As CEO, you need to figure out what your superpower is that you’ve used to bring the company this far. Also, find out what it is that still gives you the most energy right now. For many CEO’s, it often lies within one of the following sub-areas: product development, sales, marketing.
Tip 2: Determine your minimum and maximum added value in this.
In some scale-ups, the CEO still has ultimate responsibility for a specific sub-area. For example, they are CEO AND commercial directors. We recommend this up to a certain organization size: After that, you can no longer perform a dual role. Then you need to choose what your minimum and maximum value is within this sub-range. At the end of the day, your business needs an engaged leader.
Do you really not want to let go of this subspace? If that’s the case, it’s a good idea to look for a new CEO so you can (for example) continue in the role of commercial director.
Tip 3: Protect your value.
Do you stay involved in specific sales processes and/or specific execution projects? So cherish this value or give it up. Let everyone in the company know that you work in your business at predetermined times of the day so you don’t get distracted by ad hoc issues and firefighting.

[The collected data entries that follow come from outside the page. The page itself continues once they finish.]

Issue #84, opened 2017-09-06
[RFE] config.yaml should not be needed for testing


phracek:
Update meta-test-family, so config.yaml in some cases is not needed.

In case it is already implemented, document it in user_guide section, how developer / tester can use it.

jscotka:
should be fixed by
https://github.com/fedora-modularity/meta-test-family/pull/103
in case you not have your config.yaml, or configured via CONFIG envvar, there is used minimal config. it is good for base tests (or modules what does not provide any service)
but you have to set URL=to_some_link to not test default values in minimal config, byut what you want like:
```
MODULE=docker URL=docker.io/fedora avocado run your_test_or_modulelint
```

phracek:
@jscotka @dhodovsk I would like to test just dockerfile linter over Dockerfile. For this case URL is really not needed.

dhodovsk:
+1 for removing the need for URL from requirements of static linters. User might want to run linters on newly created/not pushed to registry Dockerfiles.

PR #200, opened 2018-01-18
Add support for static linters

phracek:

This Pull Request brings new argument into `mtf` command like --static-linters
which executes only helpmd_linter.py and dockerlint.py -> static-dockerlint-checks.py.


moduleframework/tools/static_dockerfile_checks.py
```diff
@@ -0,0 +1,85 @@
+from __future__ import print_function
+
+import os
+from avocado import Test
+from moduleframework import module_framework
+from moduleframework import dockerlinter
+
+class DockerInstructionsTests(module_framework.AvocadoTest):
```
jscotka: you've forgot  to change ``module_framework.AvocadoTest`` to ``Test``

moduleframework/tools/static_dockerfile_checks.py
```diff
@@ -0,0 +1,85 @@
...
+    dp = None
+
+    def setUp(self):
+        # it is not intended just for docker, but just docker packages are
+        # actually properly signed
+        self.dp = dockerlinter.DockerfileLinter()
+        if self.dp.dockerfile is None:
+            self.skip("Dockerfile was not found")
+
+    def tearDown(self, *args, **kwargs):
```
jscotka: when you change parent to ``Test`` you can remove this empty ``tearDown`` function

moduleframework/tools/static_dockerfile_checks.py
```diff
@@ -0,0 +1,85 @@
+from __future__ import print_function
+
+import os
+from avocado import Test
+from moduleframework import module_framework
```
jscotka: probably this import could be removed

moduleframework/common.py
```diff
@@ -91,6 +91,7 @@
 MODULE_DEFAULT_PROFILE = "default"
 TRUE_VALUES_DICT = ['yes', 'YES', 'yes', 'True', 'true', 'ok', 'OK']
 OPENSHIFT_INIT_WAIT = 50
+STATIC_CHECKS = ['static_dockerfiule_checks', 'helpmd_lint']
```
jscotka: wouldn't be better to add there some same pattern?
like you have: ``static_docker...`` and so that remane also helpmd_lint to same pattern.
otherwise there is typo ``...fiule...``

moduleframework/tools/static_dockerfile_checks.py
phracek: I use `assert_to_warn` function. AvocadoTest is needed. I don't see any reason, why not use AvocadoTest.

dhodovsk:
I tried this in container environment and everything runs as expected. There is still need to provide URL, but that issue is not blocking now and can be resolved in https://github.com/fedora-modularity/meta-test-family/issues/84. 

Thank you! :)

moduleframework/mtf_scheduler.py
```diff
@@ -194,9 +196,14 @@ class AvocadoStart(object):
...
     def __init__(self, args, unknown):
         # choose between TESTS and ADDITIONAL ENVIRONMENT from options
+        if args.static_linters:
+            self.tests += glob.glob("{MTF_TOOLS}/{STATIC_LINTERS}/*.py".format(
+                MTF_TOOLS=metadata_common.MetadataLoaderMTF.MTF_LINTER_PATH,
+                STATIC_LINTERS=common.STATIC_LINTERS))
         if args.linter:
-            self.tests += glob.glob("{MTF_TOOLS}/*.py".format(
-                MTF_TOOLS=metadata_common.MetadataLoaderMTF.MTF_LINTER_PATH))
+            self.tests += glob.glob("{MTF_TOOLS}/{GENERIC_TEST}/*.py".format(
```
jscotka: this change cause regression (now args.linter schedule all generic tests) with your change, just part of them will be sheduled. Is that intentional? we can discuss it. I'm not against this idea, but we should think about it more.

moduleframework/tests/static/dockerfile_lint.py
```diff
@@ -0,0 +1,82 @@
+from __future__ import print_function
+
+import os
+from avocado import Test
+from moduleframework import module_framework
```
jscotka: remove this line and remove ``module_framework.AvocadoTest`` from class parent

moduleframework/tests/static/dockerfile_lint.py
```diff
@@ -0,0 +1,82 @@
...
+from moduleframework import dockerlinter
+
+class DockerInstructionsTests(module_framework.AvocadoTest):
```
jscotka: replace by inherited from ``Test``

moduleframework/tests/static/dockerfile_lint.py
phracek: It is not possible, because we have in AvocadoTest function asser_to_warn.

Tip 4: Select your endpoint.
We discussed it in tip 2 and will come back to it here: At some point in your scale-up growth, there comes a crucial decision-making moment where you need to be a committed CEO of your scale-up. This means: No distractions from the work of your business. For many CEO’s, this is where they drop out and get bought out. The fun is over for them when they can no longer sell or when they can no longer complete projects.
Therefore, you need to decide in advance what and when your end point will be. Find an experienced executive coach for this, who will help you (using personality analysis) to find your ideal role. Chances are you’ll be deeply unhappy in a dedicated CEO role.
Ps. We see this in our customers: The companies that grow most successfully from 7 to 75 million Danish kroner in revenue have CEO’s who are still billable until a late (organizational) age. By this we don’t mean traditional hourly billing, but rather: Earning money by also working in the company every week. This could be being involved in the sale of major projects or being involved in the execution of major projects. In short, this CEO continues to work on his company’s revenue growth. And is often still the driving force behind this. It also works extremely well in terms of performance culture – because it also sets the tone for the rest of the company (we need to grow and everyone is working on it).